This is a bootloader intended for attiny or STM32G0 devices, accessible through an I²C or RS485 bus.
It was developed by 3devo for their Filament Extruder to support a system with a single master controller and one or more supporting child controllers.
- At poweron, a child starts the bootloader. This child listens on the bus for commands for the master. There is no timeout, so the bootloader will just wait if the master does not send any info.
- The master detects the child and uploads an application to it. This happens again on every boot (though the child takes care to prevent a flash erase and write cycle when the data is identical).
- The master tells the child to start the application.
Required packages on Debian/Ubuntu:
sudo apt install build-essential gcc-avr avr-libc gcc-arm-none-eabi
Since the attinies have no native bootloader support (the reset vector always resets to address 0x0), the bootloader automatically overwrites the reset vector with its own start address and saves the original reset vector in a separate area of flash (just before the bootloader start).
This code only supports the attiny841 and attiny441 (only 841 was tested) with TWI hardware. Some attempts have been made to also support attiny24/44/84 with USI hardware, which worked (see the two-wire-usi branch), but due to some of the polling required this was a bit less robust.

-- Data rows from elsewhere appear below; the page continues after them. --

PR #13706, opened 2024-02-12
Add item links to item transfer chat messages

### LINKED ISSUE #13680: Loot & deposit chat message item links
Party members, and even GMs when running APs, might miss details of looted and deposited items. This happens when a greedy player loots a corpse and others only see the name of the item. It would be nice if this name was a link to the item in question.

image

j-bs:
Closes #13680

Inserts the item link for all of the valid A -> B item transfer chat messages.

The default item link styling was way too chunky without word wrap so I experimented with a simple underline instead. It still maintains all the clicky, hover etc effects:

image

### DIFF
--- a/src/module/actor/item-transfer.ts
+++ b/src/module/actor/item-transfer.ts
@@ -298,7 +298,7 @@ export class ItemTransfer implements ItemTransferData {
         const formatProperties = formatArgs[1];
         if (!formatProperties) throw ErrorPF2e("Unexpected item-transfer failure");
         formatProperties.quantity = this.quantity;
-        formatProperties.item = item.name;
+        formatProperties.item = await TextEditor.enrichHTML(item.link, { async: true });
 
         // Don't bother showing quantity if it's only 1:
         const content = await renderTemplate(this.#templatePaths.content, {
--- a/src/styles/ui/sidebar/chat/_action.scss
+++ b/src/styles/ui/sidebar/chat/_action.scss
@@ -6,6 +6,19 @@
         align-items: center;
         font-weight: normal;
 
+        a.content-link {
+            background: none;
+            border: none;
+            padding: 0;
+            text-decoration: underline;
+            white-space: unset;
+            word-break: normal;
+
+            > i {
+                margin-inline: 0.125rem;
+            }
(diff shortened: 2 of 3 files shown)


stwlam:
What does the standard format look like?

j-bs:
The default styling? Would be something like this without solving the lack of word wrap:

image

stwlam:
I see, good call. Perhaps just tweak it a little to bring the icon closer to the linked text.

j-bs:
Halving the existing right margin looks much better:

(Although specific combos like the angled treasure icon and an italics _A_ play tricks on the eyes 👀 )

image

stwlam:
It's more that it looks a lot closer to the text to the left with the italics and without the spacing from the content link box.

j-bs:
Yeah that's fair, I was focused on the right margin.

Here's two slightly different left margin values, `0.125rem` both sides or `left 0.25rem / right 0.125rem`:
image

CarlosFdez:
Does this still work if the user has no permission for the destination actor?

I like this underline variant. Not for this PR but it might be worth it as a mixin in the future if we can't bolt on additional css classes.

j-bs:
> Does this still work if the user has no permission for the destination actor?

No it should fail in whichever way already exists. This PR doesn't touch any of the transfer permissions.

From memory, you get a UI error explaining that you don't have permission.

> I like this underline variant. Not for this PR but it might be worth it as a mixin in the future if we can't bolt on additional css classes.
👍

stwlam:
Unidentified items?

j-bs:
Ah good call, my lack of experience in the system is showing 🥲 

Unidentified items are currently clickable but hilariously on click it just puts the mystified description in a `warn` UI notification 🤨

 Do we wanna lock it down and just remove the link for mystified items?

image image

stwlam:
Maybe, but the warning kind of has its own charm. We can change our minds later.

j-bs:
Yeah I agree it's a cute message.

Updated the PR with the balanced margin on the icon.

Shall we migrate off Draft? 👀

stwlam:
ok

PR #13711, opened 2024-02-13
Implement custom proficiency ranks and maximum level

Kindpokemon:
I added the ability to increase the Level Maximum, as well as Custom Proficiency Ranks (mythic etc). THe former can be done through modules, the latter can be done through modules and/or a new tab in the Homebrew page

Here's the format for implementing both of them in a module
            "additionalLevels":5,
            "proficiencyRanks":{
               "mythic":{
                  "label":"Mythic",
				  "color": "#005C09",
                  "value":10
               }
            }


stwlam:
I think we'd be okay with making the codebase a little more agnostic as far as what proficiency ranks there are, but this is far too niche to have a setting.

TikaelSol:
Renamed to be in imperative case.

Kindpokemon:
If need be I can remove the setting window.

Kindpokemon:
Anything else need to be done to see this added to release? I've removed the tab from the settings window.

Kindpokemon:
Continuing to keep this updated. Anything that can be done to add it to the main branch? @stwlam

Kindpokemon:
Continuing to update. Any chance it can get merged @stwlam ?

CarlosFdez:
Unfortunately after looking at this even I think this is too niche to add such complexity to the codebase, so I'm going to close it. What shark meant by his suggestion was likely to put it in CONFIG so that a module can introduce these settings, rather than having them in our menus. 

Even then though, I think the most I'd be willing to allow to be customized is the max value and the labels/color. An array of possible indices is way too risky to manage (especially with our reliance of increment/decrement and clamp).

I'd like to see a usecase in the wild before deciding how we handle it. The best I can think of as a good use case isn't homebrewed pf1e mythic mythic (that might be better served with an extra untyped bonus, or even custom bonus types) but a custom setting using the PF2e rules. If someone mentions a setting that plays around with proficiency settings, we can see about exposing some knobs so that such a module can tweak them during startup.

CarlosFdez:
Thank you though for caring enough about the codebase and this game to go through so much effort. I wish you luck either with future PRs or with adjusting it to more closely align with project goals.

PR #13714, opened 2024-02-13
Add support for weapon damage die size alterations

stwlam:


src/module/rules/rule-element/item-alteration/schemas.ts
```diff
@@ -168,6 +167,11 @@ const ITEM_ALTERATION_VALIDATORS = {
             initial: undefined,
         } as const),
     }),
+    "damage-die-size": new ItemAlterationValidator({
+        itemType: new fields.StringField({ required: true, choices: ["weapon"] }),
+        mode: new fields.StringField({ required: true, choices: ["downgrade", "upgrade"] }),
+        value: new StrictNumberField({ required: true, choices: () => [1, 2, 3, 4] }),
```
CarlosFdez, line 173: I don't see value referred to in the implementation, what's this for?

PR #13724, opened 2024-02-13
Fix non-mental NPC skills being affected by stupefied condition

### LINKED ISSUE #13721: Stupefied Condition Bug - Applying to Incorrect Skills
v5.13.6
Applying the stupefied effect on a monster applies a penalty to all skills instead of the skills specified by the condition. Tested without modules.

stwlam:
Closes #13721

### DIFF
--- a/src/module/actor/npc/document.ts
+++ b/src/module/actor/npc/document.ts
@@ -1,12 +1,11 @@
 import { CreaturePF2e } from "@actor";
-import type { Abilities, CreatureSkills } from "@actor/creature/data.ts";
+import type { Abilities } from "@actor/creature/data.ts";
 import { setHitPointsRollOptions, strikeFromMeleeItem } from "@actor/helpers.ts";
 import { ActorInitiative } from "@actor/initiative.ts";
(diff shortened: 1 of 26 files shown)


CarlosFdez:
The idea of doing a side effect in R.mapToObj() actually concerns me a bit. Is it possible to move the skills assignment out of that somehow? Perhaps it can assign statistics, and then afterwards create the trace objects from the statistics in a separate loop/map?

src/module/actor/npc/document.ts
```diff
@@ -286,92 +297,44 @@ class NPCPF2e<TParent extends TokenDocumentPF2e | null = TokenDocumentPF2e | nul
         this.saves = saves as Record<SaveType, Statistic>;
     }
 
-    private prepareSkills(): CreatureSkills {
+    private prepareSkills(): Record<string, Statistic<this>> {
         const modifierAdjustments = this.synthetics.modifierAdjustments;
 
         // Internal function to create trace data, since NPCs still use the lore item type
```
CarlosFdez, line 303:
```suggestion
```

PR #14648, opened 2024-05-07
Move inline link handlers to separate methods

CarlosFdez:
This is preparation for eventually handling the listeners globally. This only moves them, so that future changes are easier to see.

Done in V12 since master is mostly no touchy for now.


In3luki:
I've seen the tag more as a "targets the v12 branch" indicator.

PR #14649, opened 2024-05-07
Fix highlighting for cone and custom circle templates

CarlosFdez:
It doesn't fix the templates center-point not snapping properly (which is apparently on purpose for smoother behavior), but it does fix the highlight when placed at a corner for a circle template created directly from canvas controls. It also restores mid edge placements for cones going in a lateral direction.

### DIFF
--- a/src/module/canvas/layer/template.ts
+++ b/src/module/canvas/layer/template.ts
@@ -1,4 +1,3 @@
-import type { EffectAreaShape } from "@item/spell/types.ts";
 import type { MeasuredTemplatePF2e } from "../measured-template.ts";
 
 export class TemplateLayerPF2e<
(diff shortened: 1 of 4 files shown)


src/module/canvas/layer/template.ts
```diff
@@ -15,11 +15,11 @@ export class TemplateLayerPF2e<
...
     /** Set a grid-snapping mode appropriate for an effect area type */
     snapFor(areaShape: EffectAreaShape | null): void {
+        const M = CONST.GRID_SNAPPING_MODES;
         if (areaShape && canvas.grid.type === CONST.GRID_TYPES.SQUARE) {
-            this.#snappingMode =
-                areaShape === "burst" ? CONST.GRID_SNAPPING_MODES.CORNER : CONST.GRID_SNAPPING_MODES.CENTER;
+            this.#snappingMode = areaShape === "burst" ? M.CORNER : M.CENTER;
         } else {
-            this.#snappingMode = CONST.GRID_SNAPPING_MODES.CENTER;
+            this.#snappingMode = M.CENTER | M.CORNER;
```
In3luki, line 22: That doesn't look right.

CarlosFdez: They're bitwise flags,that's how you say "center or corner".

CarlosFdez: If you look at placeables-layers.js at getSnappedPoint() you'll see them being combined in that way and I was like "oh, that's how you're supposed to use it...."

In3luki: Oh, yeah. That's a thing.

In3luki (approved):

PR #14670, opened 2024-05-10
Update character _preUpdate logic for v12

CarlosFdez:
Fixes the unnecessary cloning

### DIFF
--- a/src/module/actor/character/document.ts
+++ b/src/module/actor/character/document.ts
@@ -1841,10 +1841,14 @@ class CharacterPF2e<TParent extends TokenDocumentPF2e | null = TokenDocumentPF2e
         if (!changed.system) return super._preUpdate(changed, options, user);
 
         // Clamp level, allowing for level-0 variant rule and enough room for homebrew "mythical" campaigns
-        if (changed.system.details?.level || changed.system.build?.attributes) {
+        const newLevel = changed.system.details?.level?.value ?? this.level;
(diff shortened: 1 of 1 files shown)


src/module/actor/character/document.ts
```diff
@@ -1841,10 +1841,14 @@ class CharacterPF2e<TParent extends TokenDocumentPF2e | null = TokenDocumentPF2e
...
-        if (changed.system.details?.level || changed.system.build?.attributes) {
+        const newLevel = changed.system.details?.level?.value ?? this.level;
+        const attributeChanged =
+            !!changed.system.build?.attributes &&
+            !R.isEmpty(fu.diffObject(this._source.system.build?.attributes ?? {}, changed.system.build.attributes));
+        if (newLevel !== this.level || attributeChanged) {
             const level = changed.system.details?.level;
-            if (typeof level?.value === "number") {
-                level.value = Math.clamp(Number(level.value) || 0, 0, 30) || 0;
+            if (level) {
```
In3luki, line 1850: This doesn't handle level 0

CarlosFdez: good catch

CarlosFdez: Wait no, it does, level is an object. level.value is what would be level 0.

In3luki: oh true

PR #14671, opened 2024-05-10
Add PF2e menu to prosemirror editor

In3luki:
This removes `protected` from two methods in `ProseMirrorMenu` that are needed to make the menu work. The alternative is subclassing it, which also would make the hook unnecessary.

Using `{ _preserve: { class: "action-glyph" } }` is currently the only way to add a class attribute to the prosemirror elements. It uses an internal property added by Foundry and circumvents prosemirror schema validation. This is not officially part of the API and might break without notice.

image

The menu could also be added as a top-level dropdown:
image

### DIFF
--- a/package-lock.json
+++ b/package-lock.json
@@ -55,6 +55,7 @@
                 "pixi.js": "7.2.4",
                 "prettier": "3.2.5",
                 "prompts": "^2.4.2",
+                "prosemirror-commands": "^1.5.2",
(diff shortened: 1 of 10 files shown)


CarlosFdez:
What's the likelyhood of it working well if we make the icons a font instead?

CarlosFdez:
We can handle it separately if we need to do that. I like it being in format, since it'll be less likely to wrap in certain smaller usages.

PR #14674, opened 2024-05-10
Add automation to Pitborn

TikaelSol:


SpartanCPA:
Do we want to do this manually like this or make a dynamic list to future-proof against additional "Trained in Athletics" level 1 skill feats? 

Do we even have the data structure of pre-reqs ablt to do that?

TikaelSol:
We don't have anything for that, so manual it is.

PR #14678, opened 2024-05-11
Update Thaumaturge Features

mysurvive:
This adds the `thaumaturge-implement-initiate` otherTag. 

While not inherently or necessarily important for the Thaumaturge class, it allows implement features that have grantItem features the ability to predicate on the tag - this means that the Thaumaturge Dedication doesn't grant these actions unless they also take the Implement Initiate feat.

The Thaumaturge Dedication is also given a choiceSet to choose an implement, and the `thaumaturge-implement-initiate` otherTag is granted only when the Implement Initiate feat is granted.

### DIFF
--- a/packs/classfeatures/amulet.json
+++ b/packs/classfeatures/amulet.json
@@ -27,6 +27,10 @@
         "rules": [
             {
                 "key": "GrantItem",
+                "predicate": [
+                    "parent:tag:thaumaturge-implement-initiate"
+                ],
+                "reevaluateOnUpdate": true,
                 "uuid": "Compendium.pf2e.actionspf2e.Item.Amulet's Abeyance"
             }
         ],
--- a/packs/classfeatures/bell.json
+++ b/packs/classfeatures/bell.json
@@ -27,6 +27,10 @@
         "rules": [
             {
                 "key": "GrantItem",
+                "predicate": [
+                    "parent:tag:thaumaturge-implement-initiate"
+                ],
+                "reevaluateOnUpdate": true,
                 "uuid": "Compendium.pf2e.actionspf2e.Item.Ring Bell"
             }
         ],
--- a/packs/classfeatures/chalice.json
+++ b/packs/classfeatures/chalice.json
@@ -27,6 +27,10 @@
         "rules": [
             {
                 "key": "GrantItem",
+                "predicate": [
+                    "parent:tag:thaumaturge-implement-initiate"
+                ],
+                "reevaluateOnUpdate": true,
                 "uuid": "Compendium.pf2e.actionspf2e.Item.Drink from the Chalice"
             }
         ],
--- a/packs/classfeatures/first-implement-and-esoterica.json
+++ b/packs/classfeatures/first-implement-and-esoterica.json
@@ -37,16 +37,17 @@
                 "prompt": "PF2E.SpecificRule.Prompt.FirstImplement"
             },
             {
+                "alterations": [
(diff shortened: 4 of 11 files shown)


TikaelSol:
This one is going to take a bit longer to review.

xyzzy42:
This seems reasonable to me.  The Thaumaturge class features already have an implement selection choiceset and grantitem.  The archetype also grants an implement, so it seems like it should have the choiceset and grantitem implement too.

But the archetype doesn't give the same things at first, so the flag and predicate are needed to avoid giving actions until the archetype Implement Initiate feat is taken.

The only thing I thought of was the tag could be reversed, so it's `thaumaturge-implement-archetype`. All the predicates would be inverted from what they are now.  This way the ItemAlteration on the first/second/third implement features could go away, since no tag is the default case and it only needs to be added for archetype + not feat:implement-initiate.

TikaelSol:
So this looks good but we don't have many v11 releases left and don't want to have to chase down anything this may cause issues with going forward, so we'll delay merging until after the last v11 release next week. Then we can get it in and ready for the non-beta v12 release where we could fix anything that needs fixing.

xyzzy42:
So there wouldn't be a v11 release with this change?  I guess if the Thaum Vuln module wants to become v12-only and depend on this change or remain v11 compatible and would around it would be something to consider.

mysurvive:
I think it's fine and makes sense to push this to v12, especially since existing thaums/diet thaums will need to level dance/refresh feats to apply the new rules. I'll also let Tik decide whether it makes more sense to merge this as-is or changing to Trent's suggestions. Not having an `initiate` roll option always slightly triggered me, but that's more of a personal issue than a mechanical one.

TikaelSol:
I still haven't had time to actually look through and figure out what this is doing or even how thaum works beyond what I half remember (not much at this point, brain is completely fried). So mostly it's down to me just being unable to dedicate time for a while. If one of the other devs wants to hit merge feel free to.

mysurvive:
There is actually a bug with this that I just found. It looks like the grantItem rule elements on the implements don't apply until the next update when there is a predicate in place. I'm not sure if this is something that can be worked around, but I'm looking into it.

xyzzy42:
Maybe the ItemAlteration REs are running after the GrantItem REs?

mysurvive:
I thought so too, so I changed the dedication GrantItem predicate to `["feat:implement-initiate"]` and it still didn't update until the next cycle _after_ the feat was applied.

mysurvive:
Actually, it does work if you close the sheet, then re-open it. I guess the sheet re-renders weird.

mysurvive:
This will require a change which allows ItemAlteration to run during preCreate, per Supe (which he has no bandwidth to work on until sometime after the v12 release). Currently, everything works hunky-dory except the Dedication, which will require closing/re-opening the sheet once the Implement Initiate feat is granted.

mysurvive:
Implement Initiate has been given the Item Alteration rule instead of directly on the feat per some recommendations in discord (https://discord.com/channels/880968862240239708/880969304365994034/1241244156635119696, https://discord.com/channels/880968862240239708/880969304365994034/1241244150230290513). This may or may not be acceptable since it adds another actor flag from the dedication feat.

This will work better (won't need to close/open the character sheet) if a trigger is added to run re-evaluates when feats are inserted (per Supe https://discord.com/channels/880968862240239708/880969304365994034/1241255907422109787)

PR #14690, opened 2024-05-12
Improve prosemirror dropdown menu

In3luki:
- Create `ProseMirrorMenuPF2e` subclass and remove hook
- Ensure the editor is refocused after a command is executed
- Override `ProseMirrorMenu#_isMarkActive` to work with `attrs: { _preserve }` values
- Give PF2e menu items a priority of 1 when they are active to ensure they are shown as active in the closed dropdown
- Override `FormApplication#_configureProseMirrorPlugins` to add the PF2e menu in all base sheet classes.


CarlosFdez:
It would be nice if this was the behavior for all the buttons in the editor. Might be worth looking at that, but I'm inclined to just merge this tomorrow if you can't figure it out or don't have the time to figure it out, this is more than good enough to use.

I took a very quick glance at the issue tracker and I'm surprised no one asked about this. I'll look again later once I'm more awake.

In3luki:
Looks like everything is working now. I've updated the description.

The bootloader needs about 2k of flash.
To upload the bootloader using avrdude and an usbasp programmer, you can use something like this:
avrdude -p attiny841 -c usbasp -U flash:w:bootloader-v4-interfaceboard.hex -U flash:w:BootloaderTest/board_info/interfaceboard.hex
Note that the board info is not included in the bootloader hex file, but must be separately uploaded. The above command does this with a single command using a sample board info intended for the test run, be sure to replace that with a proper board info file during production. The board info is expected to be 64-bytes long and located at address 0x1fc0.
This currently supports the STM32G030, but should not be too hard to port to other STM32G0 or other STM32 chips.
This chip has no native bootloader support, but instead of overwriting the reset vector, like with the attiny, the bootloader is written at the start of flash (so the chip starts the bootloader on reset) and the application firmware is written after the bootloader. This does require that the application firmware is compiled with a proper address offset, and that it relocates the interrupt vector table if it needs interrupts.
The bootloader needs 4k of flash currently (in reality just over 2k, but rounded up to full 2k erase pages).
To upload the bootloader using openocd and an stlink programmer, you can use something like this:
openocd -f interface/stlink.cfg -f target/stm32g0x.cfg -c 'init; reset init; stm32l4x mass_erase 0; flash write_image bootloader-v4-gphopper.hex; flash write_image BootloaderTest/board_info/gphopper.hex; reset run; shutdown'
Note that the board info is not included in the bootloader hex file, but must be separately uploaded. The above command does this with a single command using a sample board info intended for the test run, be sure to replace that with a proper board info file during production. The board info is expected to be 64-bytes long and located at address 0x0fc0.
Also note that the above uses the the lower level flash write command
for flashing, since the higher-level program command can only handle
a single file and insists on erasing before every file (which is
problematic when there is flash page overlap between files, like here).
This also uses an explicit mass erase instead of relying on openocd to
automatically erase, which generates a warning in the log.
For simplicity, flashing is not verified - this should probably be different during production.
The bootloader is based on the bootloader written by Erin Tomson for the Modulo board. Mostly the TWI implementation remains, most of the other parts of the bootloader have been replaced.
Most code and accompanying materials is licensed under the GPL, version 3. See the LICENSE file for the full license.
The protocol documentation, in the PROTOCOL.md file, has a more liberal license (see the file for the exact license). The testing sketch, in the BootloaderTest directory, is licensed under the 3-clause BSD license.